Post by jimmylegs » Sat Feb 17, 2018 3:52 pm

Serum zinc concentrations in patients on maintenance hemodialysis and its relationship with anemia, parathyroid hormone concentrations and pruritus severity
fft: http://www.sjkdt.org/article.asp?issn=1 ... -Khavidaki

Some authors proposed Zn deficiency as a possible cause of histamine release and the de­velopment of uremic pruritus in HD patients...

...Control group included healthy volunteers who were matched in age and sex with the case group and did not use any supplementary Zn products or were not on severe weight reducing diet...

...The mean serum Zn concentration in patients on maintenance HD was significantly lower than that of the control group (69.16 ± 17.29 μg/dL vs 82.93 ± 14.75 μ/dL; P= 0.001); how­ever, it was not different with the cut-off point of 70 μ/dL that is recommended by Gibson [7] (P= 0.66)....

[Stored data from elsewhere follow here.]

PR #4858, opened 2026-07-19
fix: resync on dropped broadcast delta to prevent permanent divergence (#4857)

### LINKED ISSUE #4857: State updates permanently lost for rarely-changing fields: silent ContractQueueFull drop + sender-side neighbor-summary poisoning
## Summary

State updates can be **permanently lost for rarely-changing contract fields**, because a silently-dropped broadcast delta poisons the sender's cached summary of the receiver, so the changed field is never re-sent. Only the ~5-min InterestSync heartbeat heals it — imperfectly. Found while debugging why River clients that are actively exchanging messages never receive a `member_info` change (deputy grants → shields), even though their room otherwise syncs.

## Mechanism (node↔node broadcast)

Per-neighbor broadcast deltas are computed as `diff(current_state, sender's cached summary of that neighbor)`:

1. On any "delivered" broadcast the sender updates its cache of the neighbor to **its own current summary** — `record_delivery_to_interest` (`crates/core/src/node/network_bridge/p2p_protoc/broadcast_queue.rs:543-544`). "Delivered" = `bridge.send(...)` returned `Ok` on the delta path (`:823-836`) / sender-side stream completion (`:531-541`), **NOT a receiver ack**.
2. If the receiver drops the delta with `ContractQueueFull`, the drop is **silent** — no `ResyncRequest` is sent (`crates/core/src/operations/update/op_ctx_task.rs:1237-1244`).
3. So after a dropped delta the sender believes the neighbor is current. Every subsequent broadcast delta = `diff(current, poisoned_summary)` = only newer changes → **the dropped one-shot change is never re-sent.**
4. New messages keep applying (each re-ships the latest `recent_messages` window, self-masking the bug), but a change to a rarely-updated field (member_info, configuration, a ban) stays missing until the ~5-min InterestSync heartbeat corrects the cache and pushes a full-state heal (`node.rs:2703`, `:2806`) — and that heal rides the same broadcast path, **re-poisons the cache on send**, and can be dropped again under load (heals are also capped/rotated per Summaries message, `node.rs:2732-2745`).

**Not field-specific.** Any rarely-changing field is exposed. `recent_messages` self-masks only because every new message re-ships the latest window — a silently-dropped message delta from that window would also be lost (a plausible source of occasional lost-message reports).

## Evidence

- The affected contract's `summarize`/`delta`/`apply_delta` were proven correct against real state (the delta carries the changed field; applying it heals a stale peer) — so the contract layer is not the cause.
- Subscribers registered with `summary: None` receive `UpdateData::State` (full current state) on every update (`crates/core/src/contract/executor/runtime/executor_impl.rs:2279`); a live scratch subscriber on a converged node received the change on the next organic update. So affected clients faithfully mirror a **stale node** — the divergence is node↔node, not node↔client.

## Proposed fix

Do not update the neighbor-summary cache from a **sender-side** delivery signal alone — update it only from a real summary exchange (Interests/Summaries, `ResyncResponse`) or a receiver ack. At minimum, make the receiver's `ContractQueueFull` drop emit a (rate-limited) NACK / `ResyncRequest` instead of dropping silently, so the divergence reliably self-heals.

## Secondary findings (related; may warrant their own issues)

1. **Summary staleness is a raw byte comparison of nondeterministic bytes.** `is_stale` byte-compares `summarize_state` outputs (`node.rs:2698-2701`), but a Summary containing `HashMap`s serializes in ciborium's nondeterministic order — two *identical* states can summarize to *different* bytes across nodes, so the equal-summary skip almost never fires and heartbeat heals fire spuriously. Consistent with a very high volume of rate-limited `summarize_contract_state` calls in a production node journal. Fix: canonicalize or compare semantically (contracts can also help by using deterministic maps in their Summary type).
2. **Over-disk-budget peers silently reject growth-only updates** with no error to the sender, and the follow-up `ResyncResponse` is even larger and also rejected (`executor_impl.rs:1696-1708`, `node.rs:3099`) — a second permanent-divergence shape.

Investigated 2026-07-18 via code trace + live read-only subscription tests. [AI-assisted - Claude]

sanity:
## Problem

State updates can be **permanently lost for rarely-changing contract fields** (member_info, a ban, a config value). When a receiver drops a broadcast with `ContractQueueFull`, the drop is **silent**: the SENDER already cached its own summary as the neighbor's on send-Ok (`broadcast_queue.rs::record_delivery_to_interest`, and the streaming sibling `record_streaming_delivery`), so it believes the neighbor is current and never re-sends the missed change. Every later broadcast is `diff(current, poisoned_summary)` = only newer changes, so the dropped field never reappears. Only the ~5-min InterestSync heartbeat can correct it (imperfectly — the heal rides the same poisonable path). New messages self-mask the bug because each re-ships the latest `recent_messages` window.

The tension this PR resolves: the queue-full arm **suppressed** the healing `ResyncRequest` entirely. Issue **#4251** (PR #4253) added that suppression because an *unbounded* ResyncRequest per dropped delta amplified into a full-state storm onto the same saturated queue (~40 ResyncRequests/sec on a hot contract). So emit → storm (#4251); suppress → diverge (#4857).

Both broadcast paths are affected: the non-streaming `drive_relay_broadcast_to` (delta) **and** the streaming full-state `drive_relay_broadcast_to_streaming` (reachable for large River rooms streaming >64KB full-state to a summary-less/just-cleared subscriber).

## Solution

Emit a **rate-limited** `ResyncRequest` on the queue-full drop instead of suppressing it, on **both** paths via one shared `send_queue_full_resync_request` helper. An inbound ResyncRequest makes the sender **clear** its cached summary of us (node.rs handler) and re-send full state.

- `InterestManager::should_send_resync_request(contract, target)` — bounded-LRU per-`(contract, peer)` throttle (fail-open on eviction; LRU because the key is influenced by remote peers, so it must be bounded per `.claude/rules/code-style.md`). Interval `RESYNC_REQUEST_MIN_INTERVAL = 30s`, chosen as ~10x under the 5-min heartbeat backstop while keeping River's ~80-target fan-out below the #4251 storm.
- Streaming steps 4-9 extracted into `apply_streaming_broadcast` so the streaming heal is unit-testable without the transport stream-assembly plumbing.
- Auto-fetch stays suppressed on queue-full (a GET onto the same saturated queue is pure amplification with no healing value).

**Why (a) not (b):** the issue proposed either (a) a receiver-side rate-limited NACK or (b) stop caching the neighbor summary on sender-side send-Ok. (b) standalone would re-introduce the **#4442** full-state broadcast storm — caching on delivered-send is exactly what lets a new subscriber's next broadcast collapse to a small delta. (a) is the minimal, safe fix.

### Honest bounds (the #4251↔#4857 tension is MANAGED, not eliminated)

The throttle is per-`(contract, receiver)`, so aggregate resync load scales **O(N)** with receiver count, and each `ResyncResponse` is **full state** (larger than the dropped delta). For River's ~80-target fan-out this is ~2-3 ResyncRequests/sec (~15x under the 40/sec that triggered #4251), but the bound is not universal. Under **sustained** saturation the heal round-trips the same full queue and defers until it drains, so "heals faster than the heartbeat" holds for the common **transient** case and after saturation clears — not during sustained overload. The durable half of the heal (the sender clearing its poisoned summary) is a small control-plane InterestMessage that does **not** ride the saturated contract queue, so it lands even while the queue is full; the full-state resend is what defers. Net: bounded amplification + faster common-case heal, with the heartbeat as the ultimate backstop.

## Testing

- **`queue_full_broadcast_emits_throttled_resync_request`** (behavioral, delta path) and **`queue_full_streaming_broadcast_emits_throttled_resync_request`** (behavioral, streaming path): each stands up a real `OpManager` with a contract-handler stand-in that replies `ContractQueueFull`, drives the real driver logic, and asserts **one** ResyncRequest on the first drop and **none** on the throttled second. Both verified to **FAIL** without their respective fix (`left: []`, no ResyncRequest) and pass with it.
- **`should_send_resync_request_rate_limits_per_contract_peer`** (unit): first allowed, immediate repeat throttled, distinct `(contract, peer)` buckets independent, re-allowed after the interval.
- **`broadcast_to_sends_throttled_resync_on_queue_full`** (tightened structural pin): BOTH drivers' queue-full arms delegate to the shared helper; the helper nests the `InterestMessage::ResyncRequest` emit INSIDE the `should_send_resync_request` gate (emit position between gate and the throttled `else`); neither arm auto-fetches. Verified it FAILS when the streaming arm is removed.

**Heal-loop coverage** is piecewise (a true end-to-end multi-node heal needs the sim harness with coarse fault injection): emit → existing behavioral tests above; ResyncRequest → sender clears its cached summary → existing `resync_request_handler_clears_cached_peer_summary`; cleared summary (None) → next broadcast sends full state → existing `broadcast_queue` summary-caching tests.

Regression check: update module (70), interest (40), broadcast_queue (8), node resync (1) all green; `cargo fmt` + `cargo clippy --lib -D warnings` clean.

## Scope / follow-ups

Fixes the **primary** divergence only. The two secondary findings in #4857 are left as follow-ups:
1. `is_stale` byte-compares nondeterministic (ciborium HashMap) summary bytes, so the equal-summary skip rarely fires and heartbeat heals fire spuriously.
2. Over-disk-budget peers silently reject growth-only updates (a second permanent-divergence shape).

Closes #4857

https://claude.ai/code/session_01B49wBfvR8EjpfYTw5muNV9

[AI-assisted - Claude]

### DIFF
--- a/crates/core/src/operations/update/op_ctx_task.rs
+++ b/crates/core/src/operations/update/op_ctx_task.rs
@@ -1235,13 +1235,61 @@ async fn drive_relay_broadcast_to(
                     AutoFetchReason::InboundRelay,
                 );
             } else if queue_full {
-                tracing::debug!(
-                    tx = %incoming_tx,
-                    contract = %key,
-                    sender = %sender_addr,
-                    event = "queue_full_amplification_suppressed",
-                    "UPDATE relay: per-contract queue saturated, suppressed ResyncRequest/auto-fetch to avoid amplification"
-                );
+                // Issue #4857: a queue-full drop is SILENT. The receiver never
+                // applied the delta, but the SENDER cached its summary as ours
+                // on send-Ok (broadcast_queue.rs::record_delivery_to_interest),
+                // so it believes we are current and will never re-send the
+                // dropped change. Left unhealed, a rarely-changing field
+                // (member_info, a ban, a config) diverges permanently until the
+                // ~5-min InterestSync heartbeat happens to correct it.
+                //
+                // Emit a ResyncRequest so the sender CLEARS its cached summary
+                // of us (node.rs ResyncRequest handler) and re-sends full state.
+                // Issue #4251 suppressed this ENTIRELY because one request per
+                // dropped delta amplifies into a full-state storm onto the same
+                // saturated queue (~40 ResyncRequests/sec on a hot contract).
+                // The rate limit bounds that to at most one request per
+                // (contract, sender) per RESYNC_REQUEST_MIN_INTERVAL, which
+                // heals the divergence without re-opening the storm. The auto-
+                // fetch branch stays suppressed on queue-full (we already hold
+                // the contract; a GET onto the same saturated queue is pure
+                // amplification with no healing value).
+                //
+                // do NOT re-add an unthrottled emission here — see #4251/#4857.
+                if op_manager
+                    .interest_manager
+                    .should_send_resync_request(&key, sender_addr)
+                {
+                    tracing::info!(
+                        tx = %incoming_tx,
+                        contract = %key,
+                        target = %sender_addr,
+                        event = "resync_request_sent",
+                        reason = "queue_full",
+                        "UPDATE relay: sending rate-limited ResyncRequest after queue-full drop (#4857)"
+                    );
+                    if let Err(e) = op_manager
+                        .notify_node_event(NodeEvent::SendInterestMessage {
+                            target: sender_addr,
+                            message: InterestMessage::ResyncRequest { key },
+                        })
+                        .await
+                    {
+                        tracing::warn!(
+                            tx = %incoming_tx,
+                            error = %e,
+                            "UPDATE relay: failed to send queue-full ResyncRequest"
+                        );
+                    }
+                } else {
+                    tracing::debug!(
+                        tx = %incoming_tx,
+                        contract = %key,
+                        sender = %sender_addr,
+                        event = "queue_full_resync_throttled",
+                        "UPDATE relay: queue-full ResyncRequest throttled (rate limit) to avoid amplification"
+                    );
+                }
             }
             return Err(err);
         }
@@ -2583,15 +2631,16 @@ mod tests {
         );
     }
 
-    /// Issue #4251 regression pin: `drive_relay_broadcast_to` MUST
-    /// gate ResyncRequest emission AND `try_auto_fetch_contract` on
-    /// `!err.is_contract_queue_full()`. The two amplification branches
-    /// are what turn a single saturated contract into a network-wide
-    /// storm — ResyncRequest asks the sender for full state (bigger
-    /// payload onto the same full queue), and auto-fetch enqueues a
-    /// GET right back onto the saturated handler.
+    /// Issue #4857 / #4251 reconciliation pin: on a queue-full broadcast
+    /// drop, `drive_relay_broadcast_to` must emit a RATE-LIMITED
+    /// `ResyncRequest` — neither suppress it (which left rarely-changing
+    /// fields permanently diverged, #4857) nor emit it unthrottled (which
+    /// amplified into a full-state storm, #4251). The queue-full arm MUST
+    /// therefore BOTH gate on `should_send_resync_request` (the rate limit)
+    /// AND emit `InterestMessage::ResyncRequest` (the heal). Auto-fetch stays
+    /// suppressed on queue-full (a GET onto the saturated queue heals nothing).
     #[test]
-    fn broadcast_to_suppresses_amplification_on_queue_full() {
+    fn broadcast_to_sends_throttled_resync_on_queue_full() {
         let src = include_str!("op_ctx_task.rs");
         let start = src
             .find("async fn drive_relay_broadcast_to(")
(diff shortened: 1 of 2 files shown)


sanity:
## Review summary (Full-tier: Claude multi-lens + external Codex)

Reviewed across correctness / concurrency / edge-cases / regression / test-coverage plus an external Codex pass. **Verdict: mergeable.** The fix breaks the summary-poisoning cycle (verified end-to-end: send-Ok caching → queue-full drop → rate-limited ResyncRequest → sender clears its cached summary at `node.rs:2952-2958` → next broadcast is full state via the #4442 None→full-state path → missed field reappears), covers BOTH the non-streaming and streaming drivers, and reconciles the #4251↔#4857 tension without re-introducing #4251's actual trigger (single hot contract) thanks to the per-`(contract,peer)` 30s throttle. Both new behavioral tests were confirmed to FAIL on main and pass with the fix.

### Codex findings — disposition (all non-blocking)
- **HIGH — fail-open LRU bounds memory not amplification; O(N)-with-receiver-count aggregate; key-thrash could defeat the 30s throttle.** Accepted as a documented bound. River-scale (~80 keys) is far under the 4096-entry cache, so no thrash; defeating the throttle needs >4096 distinct `(contract,peer)` drops per 30s (~136/s) — a fresh-key-volume condition, NOT a re-emission of #4251's single-hot-contract trigger (which the throttle *does* fix). The PR body already discloses the O(N) aggregate. Non-blocking follow-up: add jitter / a global ceiling if aggregate resync ever shows in telemetry.
- **MEDIUM — throttle stamped before send; lossy `bridge.try_send` (broadcast.rs:103) can drop a 'successfully notified' ResyncRequest.** Accurate but pre-existing (the existing delta-apply-failure ResyncRequest uses the same lossy path) and strictly better than main (which sends nothing); heartbeat-recoverable. Stamping before send is the safer choice for storm-avoidance.
- **MEDIUM — recovery not durable under sustained saturation (ResyncResponse re-enters the same queue; node.rs:3083 has no retry).** Explicitly acknowledged in the PR's 'honest bounds': the durable half (cache-clear) lands, full-state resend defers until drain, converges via next organic broadcast or heartbeat. The node.rs:3083 arm is pre-existing/untouched.
- **LOW — partial-stream tail loss outside the heal.** Pre-existing, orthogonal to queue-full, heartbeat-backstopped.

### Non-blocking follow-ups
End-to-end two-manager convergence test (the full drop→field-reappears loop is currently covered piecewise), and align the `interest.rs` 'one extra request' comment with the PR body's honest O(N) aggregate disclosure.

[AI-assisted - Claude]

...we did not find any correlation bet­ween serum Zn concentration of the patient and their pruritus severity, a Japanese study suggests that Zn deficiency may participate in increase histamine level in HD patients and result in the development of uremic pruritus. Oral Zn sulfate supplementation relieved pru­ritus in 53% of their patients. They explained this finding with the inhibitory effect of Zn on various functions of some cells including mast cells.

so 10.6 umol/L vs 12.7 umol/L

again, deficient vs nearly so. would rather they'd actually measured histamine than pruritis severity.
take control of your own health
pursue optimal self care at least as actively as a diagnosis
ask for referrals to preventive health care specialists eg dietitians
don't let suboptimal self care muddy any underlying diagnostic picture!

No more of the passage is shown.